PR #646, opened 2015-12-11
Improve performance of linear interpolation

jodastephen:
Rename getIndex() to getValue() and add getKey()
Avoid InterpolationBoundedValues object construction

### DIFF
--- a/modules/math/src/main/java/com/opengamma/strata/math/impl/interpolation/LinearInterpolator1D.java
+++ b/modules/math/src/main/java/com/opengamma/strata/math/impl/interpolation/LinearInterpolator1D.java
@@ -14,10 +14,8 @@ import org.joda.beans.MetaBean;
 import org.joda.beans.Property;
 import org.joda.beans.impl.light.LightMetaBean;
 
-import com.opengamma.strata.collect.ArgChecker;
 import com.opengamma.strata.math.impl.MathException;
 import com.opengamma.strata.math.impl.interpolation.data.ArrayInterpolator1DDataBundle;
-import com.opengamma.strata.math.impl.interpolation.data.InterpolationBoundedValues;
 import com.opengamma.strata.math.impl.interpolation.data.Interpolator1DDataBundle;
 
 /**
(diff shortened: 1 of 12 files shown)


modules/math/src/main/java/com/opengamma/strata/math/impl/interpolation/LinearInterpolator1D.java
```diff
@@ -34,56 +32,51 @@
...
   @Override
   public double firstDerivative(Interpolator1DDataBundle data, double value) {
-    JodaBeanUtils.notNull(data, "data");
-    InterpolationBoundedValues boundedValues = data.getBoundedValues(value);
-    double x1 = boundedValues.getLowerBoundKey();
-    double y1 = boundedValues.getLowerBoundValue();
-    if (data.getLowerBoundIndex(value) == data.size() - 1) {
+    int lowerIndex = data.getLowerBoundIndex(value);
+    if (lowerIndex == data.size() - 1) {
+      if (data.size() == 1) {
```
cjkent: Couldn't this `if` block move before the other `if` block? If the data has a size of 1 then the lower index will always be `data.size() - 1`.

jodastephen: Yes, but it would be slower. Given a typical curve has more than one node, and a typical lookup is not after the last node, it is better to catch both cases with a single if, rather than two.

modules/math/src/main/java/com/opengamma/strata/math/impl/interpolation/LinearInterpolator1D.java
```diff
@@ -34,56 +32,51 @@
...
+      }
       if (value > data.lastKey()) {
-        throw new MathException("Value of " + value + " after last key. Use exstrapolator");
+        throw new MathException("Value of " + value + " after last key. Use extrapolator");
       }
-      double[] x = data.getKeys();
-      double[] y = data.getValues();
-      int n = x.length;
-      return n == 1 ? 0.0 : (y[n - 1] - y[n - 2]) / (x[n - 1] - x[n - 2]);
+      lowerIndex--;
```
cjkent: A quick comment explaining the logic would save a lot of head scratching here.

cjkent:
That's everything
☆ ☆ ☆
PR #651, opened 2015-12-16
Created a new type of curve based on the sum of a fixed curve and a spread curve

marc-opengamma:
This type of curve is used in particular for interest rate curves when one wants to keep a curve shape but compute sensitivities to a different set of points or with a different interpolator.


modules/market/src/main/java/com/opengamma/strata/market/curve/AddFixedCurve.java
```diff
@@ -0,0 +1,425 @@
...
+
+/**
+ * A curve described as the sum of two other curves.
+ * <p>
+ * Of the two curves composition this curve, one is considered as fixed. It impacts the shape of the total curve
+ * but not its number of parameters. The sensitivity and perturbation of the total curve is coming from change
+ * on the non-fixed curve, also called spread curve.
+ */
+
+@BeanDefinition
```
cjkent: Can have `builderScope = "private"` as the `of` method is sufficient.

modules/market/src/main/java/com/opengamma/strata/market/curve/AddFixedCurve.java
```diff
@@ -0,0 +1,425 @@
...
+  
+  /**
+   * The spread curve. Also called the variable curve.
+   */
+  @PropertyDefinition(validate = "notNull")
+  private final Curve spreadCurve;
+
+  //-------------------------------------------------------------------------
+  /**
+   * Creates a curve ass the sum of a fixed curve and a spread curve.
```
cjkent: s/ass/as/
☆ ☆ ☆
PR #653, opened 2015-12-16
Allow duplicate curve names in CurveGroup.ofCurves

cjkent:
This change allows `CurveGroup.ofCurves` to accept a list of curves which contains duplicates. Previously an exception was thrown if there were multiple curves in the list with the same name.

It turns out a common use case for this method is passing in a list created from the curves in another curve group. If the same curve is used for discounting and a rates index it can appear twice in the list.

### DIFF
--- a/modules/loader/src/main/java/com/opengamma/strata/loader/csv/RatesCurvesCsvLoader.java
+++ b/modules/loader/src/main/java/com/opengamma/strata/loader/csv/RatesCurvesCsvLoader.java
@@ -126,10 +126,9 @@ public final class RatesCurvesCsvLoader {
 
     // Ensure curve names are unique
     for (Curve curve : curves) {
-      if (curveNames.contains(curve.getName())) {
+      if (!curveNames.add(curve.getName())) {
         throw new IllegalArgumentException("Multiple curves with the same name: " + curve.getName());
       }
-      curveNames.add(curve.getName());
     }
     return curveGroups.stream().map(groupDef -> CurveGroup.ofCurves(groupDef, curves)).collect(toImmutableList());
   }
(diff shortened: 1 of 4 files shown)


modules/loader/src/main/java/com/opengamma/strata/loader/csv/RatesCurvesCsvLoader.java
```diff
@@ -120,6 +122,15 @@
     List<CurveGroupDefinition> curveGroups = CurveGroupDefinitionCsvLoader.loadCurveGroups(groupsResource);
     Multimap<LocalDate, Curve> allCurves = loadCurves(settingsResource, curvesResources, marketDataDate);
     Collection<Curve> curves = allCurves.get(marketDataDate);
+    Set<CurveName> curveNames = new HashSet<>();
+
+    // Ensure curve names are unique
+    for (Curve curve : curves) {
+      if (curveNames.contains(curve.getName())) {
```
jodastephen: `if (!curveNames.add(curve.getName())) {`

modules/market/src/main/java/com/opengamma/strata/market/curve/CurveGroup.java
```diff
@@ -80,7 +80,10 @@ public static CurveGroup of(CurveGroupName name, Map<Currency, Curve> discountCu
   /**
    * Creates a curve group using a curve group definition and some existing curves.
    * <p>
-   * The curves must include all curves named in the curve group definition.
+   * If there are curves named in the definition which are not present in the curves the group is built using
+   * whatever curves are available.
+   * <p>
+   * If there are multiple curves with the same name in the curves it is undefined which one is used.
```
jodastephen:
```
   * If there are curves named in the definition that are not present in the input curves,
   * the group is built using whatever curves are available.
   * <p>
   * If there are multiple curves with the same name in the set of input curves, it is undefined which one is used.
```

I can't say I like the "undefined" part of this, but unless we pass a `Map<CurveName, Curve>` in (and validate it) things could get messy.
☆ ☆ ☆
What lines above contain "size"? Copy them out.

* _ANSWER SECTION_
-    if (data.getLowerBoundIndex(value) == data.size() - 1) {
+    if (lowerIndex == data.size() - 1) {
+      if (data.size() == 1) {
cjkent: Couldn't this `if` block move before the other `if` block? If the data has a size of 1 then the lower index will always be `data.size() - 1`.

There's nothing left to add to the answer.